▲ With clean air and relatively uncrowded roads, bicyclists on the island can enjoy their journeys. Photo by Brian Miller
A longtime favorite activity of both tourists and Jeju locals alike, exploration of the island via bicycle offers an opportunity to experience Jeju’s abundant natural beauty at a leisurely and appreciative pace.
Cited by CNN iReport as one of the “Five Best Biking Cities in Asia,” Jeju in autumn, with its cool temperatures and colorful scenery, is a particularly popular time of the year for cycling. Thanks to the abundant bicycle lanes and low-traffic roads, which stretch over the majority of the island, sightseeing on Jeju by bike has grown in popularity over the past few years, although many safety issues still exist which might deter potential cyclists.
Until the 1970s, bicycles were a common sight on Korean streets, and were the most common mode of transportation in the countryside. But an increase in the number of cars on the streets prompted a decline in cyclists, and travel by bike has only recently been revived as both tourism and environmental awareness have risen in Jeju.
Scott’s Bike Shop in Tapdong has been serving the community since 2007. Originally opened as an inline-skate shop in 2002, Seoul native Kim Kyeong Woo caters mainly to tourists interested in biking Jeju’s most popular routes, including the coastal highway, Udo Island, and by various museums, oreum [secondary volcanic cones], and Buddhist temples.
Although a cycling advocate, Kim warned that biking on Jeju is still “very, very dangerous” due to a lack of adequate lighting on streets, disjointed bike paths, careless drivers, and cars using bike paths for parking.
According to government data from Jan. 1, 2008 to Dec. 31, 2009, there were 64 reported accidents involving bicycles in Seogwipo City (30 in 2008 and 34 in 2009), and 216 in Jeju City (91 in 2008 and 125 in 2009). Reported injuries and fatalities in bicycle accidents on the island totaled 132 in 2008 (127 injured, 5 killed), 124 in 2007 (118 injured, 6 killed) and 158 in 2006 (151 injured, 7 killed).
As a car-dominant nation, most of Korea seems to leave little room for cyclists and their bicycles, but determined riders can find a semblance of a cycling home on Jeju’s scenic routes.
Local Jeju resident Greg Collier set out over Chuseok with a group of other island locals with the intent of circumnavigating Jeju via the coastal highway. Their journey began in Tapdong with rented bikes and gear from Scott’s Bike Shop.
Beginning on a rough note, Collier burst a tire within the first 15 minutes of the first day’s ride, and was forced to return to the shop for a quick repair.
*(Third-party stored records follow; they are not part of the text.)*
PR #2130, opened 2022-07-04
Add new HostConfig.Labels API to manage custom labels on the static Nodes

### LINKED ISSUE #1822: Allow removal of the ServiceNodeExclusion label  from Master node
Currently this can be manually handle - if this label is removed manually from the node prior to the Nginx ingress controller installation, then only the control plane node is getting added to the load balancer. 

However, to support the KKP setup on single node with minimal manual interventions, it would be good to have this as part of kubeone. 

Possibility to exclude/remove label from the control plane node using Kubeone

Use case - In case of single master/worker node, the control plane is not getting added to the backend pool of Nginx Ingress Controller External Load balancer since node contains label  `node.kubernetes.io/exclude-from-external-load-balancers`

kron4eg:
**What type of PR is this?**
/kind feature
/kind api-change

To allow better management of the workloads distribution across different Nodes we need ability to add/remove custom labels on the control plane and static worker Nodes.

Fixes #1822

```release-note
Add new HostConfig.Labels API to manage custom labels on the static Nodes
```

### DIFF
--- a/pkg/apis/kubeone/types.go
+++ b/pkg/apis/kubeone/types.go
@@ -212,7 +212,7 @@ type HostConfig struct {
 	Taints []corev1.Taint `json:"taints,omitempty"`
 
 	// Lables to be used to apply (or remove, with minus sign suffix, see more kubectl help label) lables to/from node
-	Labels map[string]string `json:"labels"`
+	Labels map[string]string `json:"labels,omitempty"`
 
 	// Kubelet
 	Kubelet KubeletConfig `json:"kubelet,omitempty"`
--- a/pkg/apis/kubeone/types.go
+++ b/pkg/apis/kubeone/types.go
@@ -31,38 +31,55 @@ type KubeOneCluster struct {
 
 	// Name is the name of the cluster.
 	Name string `json:"name"`
+
 	// ControlPlane describes the control plane nodes and how to access them.
 	ControlPlane ControlPlaneConfig `json:"controlPlane"`
+
 	// APIEndpoint are pairs of address and port used to communicate with the Kubernetes API.
 	APIEndpoint APIEndpoint `json:"apiEndpoint"`
+
 	// CloudProvider configures the cloud provider specific features.
 	CloudProvider CloudProviderSpec `json:"cloudProvider"`
+
 	// Versions defines which Kubernetes version will be installed.
 	Versions VersionConfig `json:"versions"`
+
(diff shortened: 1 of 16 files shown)


pkg/apis/kubeone/types.go
```diff
@@ -142,46 +160,63 @@ const (
...
 	// Taints are taints applied to nodes. Those taints are only applied when the node is being provisioned.
 	// If not provided (i.e. nil) for control plane nodes, it defaults to:
 	//   * For Kubernetes 1.23 and older: TaintEffectNoSchedule with key node-role.kubernetes.io/master
 	//   * For Kubernetes 1.24 and newer: TaintEffectNoSchedule with keys
 	//     node-role.kubernetes.io/control-plane and node-role.kubernetes.io/master
 	// Explicitly empty (i.e. []corev1.Taint{}) means no taints will be applied (this is default for worker nodes).
 	Taints []corev1.Taint `json:"taints,omitempty"`
+
+	// Lables to be used to apply (or remove, with minus sign suffix, see more kubectl help label) lables to/from node
+	Labels map[string]string `json:"labels"`
```
xmudrii, line 215: Why don't we have omitempty here? We have it for other fields.

pkg/tasks/nodes.go
```diff
@@ -131,6 +132,21 @@ func labelNodeOSes(s *state.State) error {
 
 			node.Labels["v1.kubeone.io/operating-system"] = string(host.OperatingSystem)
 
+			for labKey, labVal := range host.Labels {
+				if strings.HasSuffix(labKey, "-") {
+					// additional `if` instead of `if strings.HasSuffix(labKey, "-") && labVal == ""` is used to avoid
+					// entering `else` section when the labVal is not empty.
+					if labVal == "" {
```
xmudrii, line 139: I see that if a label has `-` suffix and a value, we ignore it. I think we should have some API validation to reject such cases.

kron4eg: Good point, fixed

pkg/apis/kubeone/types.go
kron4eg: Hm, probably forgotten :shrug:

xmudrii (changes requested):
Can you also please update the example config?

xmudrii (approved):
/approve

PR #2163, opened 2022-07-19
testv2/upgrade: Open ZIP as RDWR and provide only one version to install

xmudrii:
**What type of PR is this?**

/kind failing-test

New upgrade tests are failing with:

1. Bad descriptor error because we open KubeOne ZIP archive as `WRONLY`, but we also try to read it
    ```
    helpers.go:168: opening zip file for reading: read /tmp/TestHetznerDefaultUpgradeContainerdFromV1_21_14_ToV1_22_111377836571/001/kubeone-1.4.4.zip: bad file descriptor
    ```
2. We provide two versions to the install scenario which causes a validation error
    ```
    scenario_install.go:66: only 1 version is expected to be set, got [v1.21.14 v1.22.11]
    ```

This PR fixes both issues.

```release-note
NONE
```

### DIFF
--- a/testv2/e2e/helpers.go
+++ b/testv2/e2e/helpers.go
@@ -147,7 +147,7 @@ func downloadKubeone(t *testing.T, version string) string {
 	}
 	defer resp.Body.Close()
 
-	zipBin, err := os.OpenFile(zipPath, os.O_CREATE|os.O_WRONLY, 0600)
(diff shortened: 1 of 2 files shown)


xmudrii:
/override pull-kubeone-e2e-hetzner-default-upgrade-containerd-from-v1.21.14-to-v1.22.11
We'll investigate later what's going on with this job.

ahmedwaleedmalik (approved):
/approve 🚀

PR #2165, opened 2022-07-20
Make CoreDNS deployment configurable, add Pod Anti Affinity and PodDisruptionBudget

xmudrii:
**What type of PR is this?**

/kind feature

This PR extends the KubeOneCluster API to make CoreDNS configurable. Two configuration options are added:

* Replicas -- number of CoreDNS replicas (default: 2)
* DeployPodDisruptionBudget -- whether should KubeOne create a PDB for CoreDNS (default: true)

Example KubeOneCluster manifest:

```yaml
kind: KubeOneCluster
versions:
  kubernetes: 1.23.9
cloudProvider:
  aws: {}
  external: false
features:
  coreDNS:
    replicas: 3
    deployPodDisruptionBudget: true
```

Additionally, this PR adds Pod Anti Affinity to the CoreDNS deployment to avoid having multiple CoreDNS pods on the same node.

### Implementation details

Kubeadm doesn't have any option to configure the CoreDNS deployment. Some upstream issues are requesting this as a feature, but all those issues are from a few years ago with no progress so far. Since we can't do this via Kubeadm, we let Kubeadm deploy CoreDNS as it is, then we manually patch it. This means that configured options will not be respected between running kubeadm and patching CoreDNS. This shouldn't be an issue because this happens just when creating or upgrading a cluster.

PodDisruptionBudget is deployed as a KubeOne Addon because it allows users to override the addon if they want to customize it.

```release-note
* Extend KubeOneCluster API with the `CoreDNS` feature allowing users to configure the number of CoreDNS replicas and whether should KubeOne create a PodDistruptionBudget for CoreDNS. Default values are 2 replicas and create PDB. Run `kubeone config print --full` for more details
* Add Pod Anti Affinity to the CoreDNS deployment to avoid having multiple CoreDNS pods on the same node
```


ahmedwaleedmalik (approved):
/approve ⚡

PR #2166, opened 2022-07-20
Update golangci-lint image to v1.47.1

xmudrii:
**What type of PR is this?**

/kind cleanup

This PR updates the `golangci-lint` image to v1.47.1. This release re-enables some of the linters disabled because of Go 1.18 in the previous `golangci-lint` release.

There are three new lint errors. Two errors are related to unused function arguments. The third error is related to the `kubeone proxy` Server, which is fixed by adding `ReadHeaderTimeout` of 1 minute to the `kubeone proxy` Server:

```
pkg/cmd/proxy.go:82:13: G112: Potential Slowloris Attack because ReadHeaderTimeout is not configured in the http.Server (gosec)
```

```release-note
NONE
```

### DIFF
--- a/pkg/cmd/proxy.go
+++ b/pkg/cmd/proxy.go
@@ -20,6 +20,7 @@ import (
 	"fmt"
 	"io"
 	"net/http"
+	"time"
 
 	"github.com/MakeNowJust/heredoc/v2"
 	"github.com/pkg/errors"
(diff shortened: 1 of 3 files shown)


pkg/cmd/proxy.go
```diff
@@ -97,6 +98,7 @@ func setupProxyTunnel(opts *proxyOpts) error {
 				http.Error(w, err.Error(), code)
 			}
 		}),
+		ReadHeaderTimeout: 1 * time.Minute,
```
xmudrii, line 101: While this fixes the linter failure, I'm not sure what's the "correct" value that we should use here. Different servers are using different values. For example, Nginx uses 60 seconds and that was the inspiration for choosing 1 minute.

ahmedwaleedmalik: 60 seconds sounds fine to me.

ahmedwaleedmalik (approved):
/approve

PR #2167, opened 2022-07-21
default-storage-class: Fix logic for determining if the CSI driver is deployed

xmudrii:
**What type of PR is this?**

/kind bug

We are determining if the CSI driver-based StorageClass should be deployed based on if the external CCM is enabled or if the Kubernetes version is >= 1.23. However, this is not always correct. In the case of vSphere, we require the external CCM to be enabled and we ignore the Kubernetes version.

This PR fixes this issue by using the `ensureCSIAddons` function to determine if the CSI driver will be deployed or not.

```release-note
Fix the logic for determining if the CSI driver is deployed in the default-storage-class addon. This fixes an issue with deploying the default-storage-class addon on vSphere clusters using the in-tree cloud provider
```

### DIFF
--- a/addons/default-storage-class/storage-class.yaml
+++ b/addons/default-storage-class/storage-class.yaml
@@ -1,8 +1,5 @@
-{{ $version := semver .Config.Versions.Kubernetes }}
-{{ $csi := or .Config.CloudProvider.External (ge $version.Minor 23) }}
-
 {{ if eq .Config.CloudProvider.CloudProviderName "azure" }}
-{{ if $csi }}
+{{ if .DeployCSIAddon }}
 apiVersion: storage.k8s.io/v1
 kind: StorageClass
 metadata:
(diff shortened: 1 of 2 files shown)


ahmedwaleedmalik (commented):
The PR in general is fine. But this statement `In the case of vSphere, we require both Kubernetes 1.23+ and the external CCM to be enabled.` is a bit contradictory. Based on [our code](https://github.com/kubermatic/kubeone/blob/62e2080041b88a32e8ae5be68613229d7c59bf3d/pkg/addons/ensure.go#L412), for vSphere, we only check if the external cloud provider is used. We don't check for k8s version. 

Are you sure no additional changes are required for vSphere?

xmudrii:
@ahmedwaleedmalik Good point, updated the PR description.

ahmedwaleedmalik (approved):
/approve ⚡

PR #2177, opened 2022-07-22
testv2: Port cloud provider tests

xmudrii:
**What type of PR is this?**

/kind feature

This PR ports [the cloud provider tests from the old tests](https://github.com/kubermatic/kubeone/blob/4fd7276f5623ef4ad42e7371f106eea478268d02/test/e2e/cloudprovider/cloudprovider.go) to the new tests.

Those tests are needed to properly test CCM and CSI drivers.

```release-note
NONE
```

### DIFF
--- a/testv2/e2e/cloudprovider.go
+++ b/testv2/e2e/cloudprovider.go
@@ -1,0 +1,381 @@
+/*
+Copyright 2022 The KubeOne Authors.
+
+Licensed under the Apache License, Version 2.0 (the "License");
+you may not use this file except in compliance with the License.
+You may obtain a copy of the License at
+
+    http://www.apache.org/licenses/LICENSE-2.0
+
+Unless required by applicable law or agreed to in writing, software
+distributed under the License is distributed on an "AS IS" BASIS,
+WITHOUT WARRANTIES OR CONDITIONS OF ANY KIND, either express or implied.
+See the License for the specific language governing permissions and
+limitations under the License.
+*/
+
+package e2e
+
+import (
+	"context"
+	"net/http"
+	"strings"
+	"testing"
+	"time"
+
+	appsv1 "k8s.io/api/apps/v1"
+	corev1 "k8s.io/api/core/v1"
+	k8serrors "k8s.io/apimachinery/pkg/api/errors"
+	"k8s.io/apimachinery/pkg/api/resource"
+	metav1 "k8s.io/apimachinery/pkg/apis/meta/v1"
+	"k8s.io/apimachinery/pkg/types"
+	"k8s.io/apimachinery/pkg/util/wait"
+	ctrlruntimeclient "sigs.k8s.io/controller-runtime/pkg/client"
+)
+
+func supportsCloudProviderTests(provider string) bool {
+	switch provider {
+	case "aws", "digitalocean", "hetzner", "gce", "openstack":
+		return true
+	default:
+		return false
+	}
+}
+
+const (
+	cpTestNamespaceName   = "test-cloud-provider"
+	cpTestStatefulSetName = "test-sts"
+	cpTestServiceName     = "test-svc"
+
+	cpTestPollPeriod = 10 * time.Second
+	cpTestTimeout    = 10 * time.Minute
+)
+
+var (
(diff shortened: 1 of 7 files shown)


testv2/e2e/cloudprovider.go
```diff
@@ -0,0 +1,342 @@
...
+
+func (c *cloudProviderTests) run(t *testing.T) error {
+	if err := c.createPVCWithStorage(t); err != nil {
+		return err
+	}
+	if err := c.exposePVC(t); err != nil {
+		return err
+	}
+
+	return c.cleanUp(t)
```
kron4eg, line 88: cleanUp should be a defer function, or even better a [testing.T.Cleanup](https://pkg.go.dev/testing#T.Cleanup), and it should be registered before any cloud-resource-producing functions are run.

xmudrii: This should be fixed now.

testv2/e2e/scenario_migrate_csi_ccm.go
```diff
@@ -73,33 +73,27 @@ func (scenario *scenarioMigrateCSIAndCCM) Run(t *testing.T) {
 	k1Old := install.kubeone(t)
 	waitKubeOneNodesReady(t, k1Old)
 
+	client := dynamicClientRetriable(t, k1Old)
+	cpTests := newCloudProviderTests(client, scenario.infra.Provider())
+	defer cpTests.cleanUp(t)
```
kron4eg, line 78: cpTests.runWithCleanup()

xmudrii: This is intentional. I want to ensure that once the CCM/CSI migration is done, the pod with PVC is Running and LB is accessible. For that, I intentionally defer cleanup until the end.

testv2/e2e/cloudprovider.go
```diff
@@ -0,0 +1,381 @@
...
+
+		return
+	}
+
+	c.createStatefulSetWithStorage(t)
+	c.exposeStatefulSet(t)
+}
+
+func (c *cloudProviderTests) runWithCleanup(t *testing.T) {
+	defer c.cleanUp(t)
```
kron4eg, line 84: This can be t.Cleanup(), it defer the cleanup cross the calls.

testv2/e2e/cloudprovider.go
```diff
@@ -0,0 +1,381 @@
...
+		t.Logf("Skipping cloud provider tests because cloud provider %q is not supported.", c.provider)
+
+		return
+	}
+
+	c.createStatefulSetWithStorage(t)
+	c.exposeStatefulSet(t)
+}
+
+func (c *cloudProviderTests) runWithCleanup(t *testing.T) {
```
kron4eg, line 83: Why not cleanUp always inside run()? If we didn't created anything, cleanUp() would simply return after few 404 GETs.

xmudrii: Please see https://github.com/kubermatic/kubeone/pull/2177#discussion_r940343385

testv2/e2e/scenario_migrate_csi_ccm.go
kron4eg: You could `t.Cleanup()` in that case. And `cpTests.run()` can do it for you ;)

kron4eg: `t.Cleanup()` defers until the very end of the whole test!

xmudrii: I want it to work in the following way:

* non-CCM/CSI migration tests: cleanup as soon as possible, i.e. before starting Sonobuoy tests (that's why `defer` is useful here)
* CCM/CSI migration tests: cleanup at the end, after making sure everything is running after the migration (note that we also don't have Sonobuoy tests for CCM/CSI migration, which is completely okay)

The first case is to save resources/money and leave space for other tests to run. Sonobuoy tests can take 10-20 minutes (or even longer if you run a bigger suite), so by cleaning up earlier, we let more tests run in parallel.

Beyond that, however, he noted that the majority of the trip was a “flat, easy ride,” with minimal debris on the roads and sidewalks.
“Thankfully the streets and sidewalks were clear of rocks,” Collier said. “And we had a full moon to ride by.”
Although relatively cyclist-friendly, Jeju riders should remain carefully aware of wayward buses and taxis, both of which are commonly known to disregard traffic laws. Kim encourages cyclists to always be aware of their surroundings, and to take adequate safety precautions.
“Always use bike lanes, wear a helmet, and use a light if you’re riding at night,” Kim said.
Adequate preparation is also key, as Collier found during his trip. He noted that cyclists should make sure to have enough water, a tire patch kit, and an air pump, along with proper safety equipment.
Thanks to Jeju’s tourism industry, most areas near bike trails and paths are fairly well populated, but finding a bike shop that can offer assistance in the event of an unforeseen issue can prove difficult, as Collier’s group found while riding on the coastal highway from Seogwipo to Pyeosan. Stuck with a mysteriously flat tire that wouldn’t hold air and with no bike shop nearby, the group wasn’t sure what to do.
Luckily, a local, bike-savvy man repaired the tire and sent them on their way. Such luck, however, can’t be counted on, so adequate preparation is of the utmost importance when setting out, particularly when cycling in the countryside.
As tourism grows in Jeju, Kim noted that cycling continues to increase in popularity year after year, and doesn’t foresee the trend slowing down anytime soon.
When asked if he would send cyclists off with any particular words of advice, Kim laughed and said, “Be careful!”